When Adam Sikorski designed the first Coloradical T-shirt four years ago, he intended it to be just one more thing in his repertoire of designs. He didn't suspect that it would become his best-selling design, let alone that it would become a brand of its own.
"It's been a really interesting thing, because I never sought out, really, to make it into a brand," he says. "It was just kind of an extension of what I was doing, and I kind of always viewed my T-shirts as a good way to get my art to people. That was always the goal." And it worked so well that now people will have another way to get his art: at the Coloradical store opening this weekend at 3109 East Colfax Avenue.
Sikorski grew up in Aurora and studied printmaking at the University of Northern Colorado, inspired by how the technique can get art to the masses. And he soon found that the one of the most successful ways to do that was through T-shirts. "Everybody wears T-shirts, everybody owns t-shirts," Sikorski says. "But not everybody owns art that they hang on their wall. Not a ton of people actually buy art, made by artists, from the artist."

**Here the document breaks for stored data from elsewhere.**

Issue #2605, opened 2023-06-23
Implement additional Array & Variable-size Array functions


darkdrag00nv2:
### Issue to be solved

Additional functions can be implemented on the Array & variable-size Array types.

For `[T]` or `[T; N]`, these include:
1. `reverse()`: Reverses the array by mutating it. Available on both Array and Variable-size Arrays
2.  `map<U: AnyStruct>(_ f: (T: U)) : [U; N]` and `map<T: AnyStruct, U: AnyStruct>(_ f: (T: U)) : [U]`. Will create a new Array without mutating
3. `filter(_ pred: (T: Bool)) : [U]`. Only available on variable-size Arrays. Will create a new value without mutating

1 and 2 are taken from https://github.com/green-goo-dao/flow-utils/blob/main/cadence/contracts/ArrayUtils.cdc.

We could also add `zip`, `flatten` and others but I think they are not needed right now. We can wait for requests for those before implementing them.

turbolent:
Good idea!

For functions that take a function which is passed the elements, e.g. `map`, `transform` and `filter`:
For resource-kinded inputs, the callbacks can't be the resources themselves, but could be references, or the functions are not defined for such inputs (already done for other functions). 

For `transform` in particular cannot exist for resource-kinded inputs: The result would overwrite the existing resource element, implicitly destroying it, which is not allowed.

For `filter`, the type parameter for `U` should be defined. Again, for resource-kinded inputs, the function should probably return references, or not be defined.

darkdrag00nv2:
Thanks for the insights.

> For filter, the type parameter for U should be defined.

It was a typo. I meant to write `T` instead of `U`. Basically `filter` on `[T]` will also return `[T]`.

darkdrag00nv2:
@turbolent I started looking into `reverse`.

In the issue, I've proposed that we mutate the array itself. To do that we probably need support for reverse in `atree` itself.

Alternatively, we can have the function return a new array with entries reversed (except for resources). Similar to what the function in https://github.com/green-goo-dao/flow-utils/blob/main/cadence/contracts/ArrayUtils.cdc does.

Thoughts?

turbolent:
Starting with either variant works (mutating in-place or returning a new value)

In he freshman year of college, Sikorski began making hand-stenciled shirts that said "Drunc" -- a play on "drunk" and "UNC." But he quickly learned that selling T-shirts to drunk students at parties was not a great business model. "The thing was, everybody had already spent all their money on alcohol. And then, people had a terrible memory, so they might find out about them when they were drunk, but they were not necessarily going to put it together later," he explains.
Sikorski's T-shirt designs became more successful when he started marketing them to people who were sober. Classmates began to approach him after he'd shown his work at class critiques, saying they wanted to buy his shirts. "That kind of happened a few times and I started thinking, 'All right, I can start selling these,'" he says. So he began operating a business out of the back of a print studio, selling the shirts to local stores.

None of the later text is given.